* [Required action]:
Your response should consist of the full data, set down exactly.

* [Available data]:
* * * * *

PR #115, opened 2018-08-06
Disable debug console logs by default

rchl:
Just wanted to clean up console which helps especially when developing.
I own a motion sensor that sends state changes for 6 different entities every
few seconds. That makes it easy to miss errors in the console.


resoai:
Thank you!

PR #119, opened 2018-08-13
media_player volume buttons if statement alignment

schmiegelt:
This fixes an issue I have with a silicon frontier internet radio (and probably others). This player supports both VOLUME_SET and VOLUME_STEP. However, the if statement for VOLUME_SET also checks the current level, which this items cannot provide. This means that no volume controls at all are shown. By adding this second condition also to the VOLUME_STEP block ensures that at leasst the plus/minus controls are available.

* * * * *

* [Answer for this exercise]:
PR #115, opened 2018-08-06
Disable debug console logs by default

rchl:
Just wanted to clean up console which helps especially when developing.
I own a motion sensor that sends state changes for 6 different entities every
few seconds. That makes it easy to miss errors in the console.


resoai:
Thank you!

PR #119, opened 2018-08-13
media_player volume buttons if statement alignment

schmiegelt:
This fixes an issue I have with a silicon frontier internet radio (and probably others). This player supports both VOLUME_SET and VOLUME_STEP. However, the if statement for VOLUME_SET also checks the current level, which this items cannot provide. This means that no volume controls at all are shown. By adding this second condition also to the VOLUME_STEP block ensures that at leasst the plus/minus controls are available.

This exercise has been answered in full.